Dataset items —
::::

Issue #1306, opened 2023-02-27
Index table filters trigger the first form in the page when hitting 'return' in the search box


prioux:
A POST to a controller is performed when it shouldn't happen.

To reproduce:

1) Go the an index page such as `/tasks`
2) Click on the small magnifying glass for one of the columns (e.g. the Task Type column)
3) Enter dummy text in the search box for the column (e.g. 'blah')
4) Hit return

In the case of the `/tasks` page, a request is posted to `TasksController#update_multiple` using the first hijacker submit button in the 'Update Attributes' button/menu.

See screenshots:

![Screen Shot 2023-02-27 at 13 56 12](https://user-images.githubusercontent.com/777588/221658094-32cd0516-be45-4cf9-a7da-8d28dc9c8a15.png)

![Screen Shot 2023-02-27 at 13 57 17](https://user-images.githubusercontent.com/777588/221658123-e2c4ae85-0309-42e3-b772-36b33d7a80bc.png)

prioux:
Solution: completely disable submit on `Enter` in these little search boxes, the return key is not supposed to do anything.

prioux:
The Rails server logfile show the request that was sent:

```
Processing by TasksController#update_multiple as HTML
  Parameters: {"utf8"=>"✓", "authenticity_token"=>"[FILTERED]", "cbrain_task"=>{"group_id"=>"", "results_data_provider_id"=>"27", "tool_config_id"=>""}, "commit"=>"Update", "dup_bourreau_id"=>"21", "archive
_dp_id"=>"", "per_page"=>"25", "update_group_id"=>"1"}
```

MontrealSergiy:
temporary withdrow

prioux:
Fixed by #1307

PR #1307, opened 2023-02-28
fixes bug when enter in table find causes  post fixes #1304

MontrealSergiy:
for details see Index table filters trigger the first form in the page when hitting 'return' in the search box #1306


MontrealSergiy:
as usually needs refresh

MontrealSergiy:
Note if browser cached need to expire automatically 1) "auto-versioning" hack can be used https://stackoverflow.com/questions/118884/how-to-force-browsers-to-reload-cached-css-and-js-files either on rails app side or with a server module/plugin 2) looking forward cache expiration can be reduced for few hours

prioux:
I really don't mind if browser caching JS script cause an issue, that solves itself after some time anyway.

If this JS change fixes the problem, I'm satisfied!

prioux:
To test: what happens if a user hits SHIFT-RETURN, or CTRL-RETURN, or other special return keymaps?

MontrealSergiy:
I noted though that some people block code 10 (linefeed), I can block it just in the case. I am not sure 100% for touchscreen/ trackpad, but few people use cbrain on mobile and I hope jquery handles non-standard input devices intelligently.

prioux:
Yes, I'd add a check for LF (10) too.

Have a bit of a loo, try things yourself, until you're pretty satisfied you can't trigger the bug anymore no matter how much you try. The fix is pretty simple, at this point, so when you tell me you're confident enough about it I'll merge it.

MontrealSergiy:
A slightly more elegant to test for `enter`, `return` key and friends without explicit enumeration . See https://developer.mozilla.org/en-US/docs/Web/API/UI_Events/Keyboard_event_key_values

To be sure that there are no spuriously hijacking elsewhere something else could be done. Seems good enough for merging to me though.

natacha-beck (approved):
Tested on my side, works fine.

MontrealSergiy:
For example, to guaranty absence of hijacking throughout the cbrain one can indicate clearly which form  each input belong using appropriate attributes see https://www.w3schools.com/html/html_form_attributes_form.asp

If needed sink (that is 'fake') forms can be created. Additionally to above js.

::::

Problem description — Give back, verbatim, the lines from the top of the entries above through the line containing "4) Hit return".

Solved exercise —
Issue #1306, opened 2023-02-27
Index table filters trigger the first form in the page when hitting 'return' in the search box


prioux:
A POST to a controller is performed when it shouldn't happen.

To reproduce:

1) Go the an index page such as `/tasks`
2) Click on the small magnifying glass for one of the columns (e.g. the Task Type column)
3) Enter dummy text in the search box for the column (e.g. 'blah')
4) Hit return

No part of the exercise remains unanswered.